Susan Skagen is a Research Wildlife Biologist for the U.S. Geological Survey at the Fort Collins Science Center, Fort Collins, Colorado. Her current research activities on birds encompass several topics, including migration stopover ecology of shorebirds and land birds in dynamic ecosystems; forecasting the effects of agricultural practices on prairie wetlands and the conservation implications for migratory shorebirds; population demography of declining prairie bird populations; and climate change as a challenge to bird conservation in arid and semiarid regions of North America. The migration ecology efforts are large in geographic scale, collaborative, and interdisciplinary. Although a traditional empirical field biologist by training, she is increasingly involved in the application of ecological modeling to research and conservation questions. Dr. Skagen has published >60 technical papers and book chapters, including fifteen papers in The Condor and The Auk. She has authored >120 technical presentations and invited seminars, including 22 papers at meetings of the Cooper Ornithological Society and the American Ornithologists' Union. Dr. Skagen has been a member of the COS since 1986; she has served as Chair of the Miller Award Committee, as a member of the Board of Directors, as cochair of several symposia at annual meetings, and as a manuscript reviewer. She currently is a Fellow of the American Ornithologists' Union and serves as cochair of the Program for Regional and International Shorebird Monitoring (PRISM).

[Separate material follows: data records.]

PR #1371, opened 2025-03-26
feat: align API operations with notification triggers

bobeal:


search-service/src/main/kotlin/com/egm/stellio/search/entity/model/Entity.kt
```diff
@@ -58,4 +59,7 @@ data class Entity(
                 NGSILD_DELETED_AT_PROPERTY to buildNonReifiedTemporalValue(deletedAt),
             )
         )
+
+    fun toExpandedEntity(): ExpandedEntity =
+        ExpandedEntity(this.payload.deserializeExpandedPayload())
```
thomasBousselin, line 64: So this only work if the entity is already expanded?

bobeal: yes, but it is always expanded in DB

search-service/src/main/kotlin/com/egm/stellio/search/entity/model/UpdateResult.kt
```diff
@@ -70,13 +70,12 @@ enum class OperationStatus {
...
     UPDATED,
     DELETED,
-    IGNORED,
     FAILED;
 
     fun isSuccessResult(): Boolean = getSuccessStatuses().contains(this)
 
     companion object {
-        fun getSuccessStatuses(): List<OperationStatus> = listOf(CREATED, UPDATED, DELETED, IGNORED)
+        fun getSuccessStatuses(): List<OperationStatus> = listOf(CREATED, UPDATED, DELETED)
```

She is a member of the Executive Board of the U.S. Shorebird Planning Council, the North American Bird Conservation Initiative (NABCI) Monitoring Subcommittee, the Migration Integration Group: Research Applied Toward Education (MIGRATE) research coordination network, and the Playa Lake Joint Venture Shorebird Team and serves as affiliate faculty and graduate committee member at Colorado State University and Oklahoma State University. Dr. Skagen holds a B.S. in Zoology from the University of Wisconsin, an M.S. in Biology from Western Washington University in Bellingham, and a Ph.D. in Zoology/Wildlife Ecology from the University of Wisconsin (reproductive ecology of passerine birds). Prior to taking her current position in 1988, Dr. Skagen conducted postdoctoral research at the University of Washington on the behavioral ecology of wintering eagles and human disturbance of wildlife communities.

Blair Wolf is an Associate Professor of Biology at the University of New Mexico in Albuquerque. His research interests encompass the natural history, nutritional ecology, ecophysiology, and reproductive biology of birds. He has published papers in The Condor, The Auk, and Journal of Field Ornithology and coauthored three accounts for the Birds of North America. He teaches ornithology, general biology, animal physiology, and graduate courses in ecology at UNM. Dr. Wolf served as the chair of publications committee for the Cooper Society from 2000–2007 and has served one term on the board of directors. He is the instigator and coordinator of SORA, the Searchable Ornithological Research Archive, which continues to offer free access to electronic ornithological journal archives. He is very interested in extending the influence of the Cooper Society into the lives of students and researchers in developing nations and continuing to work to maintain the Cooper Society within the ranks of the top ornithological societies globally.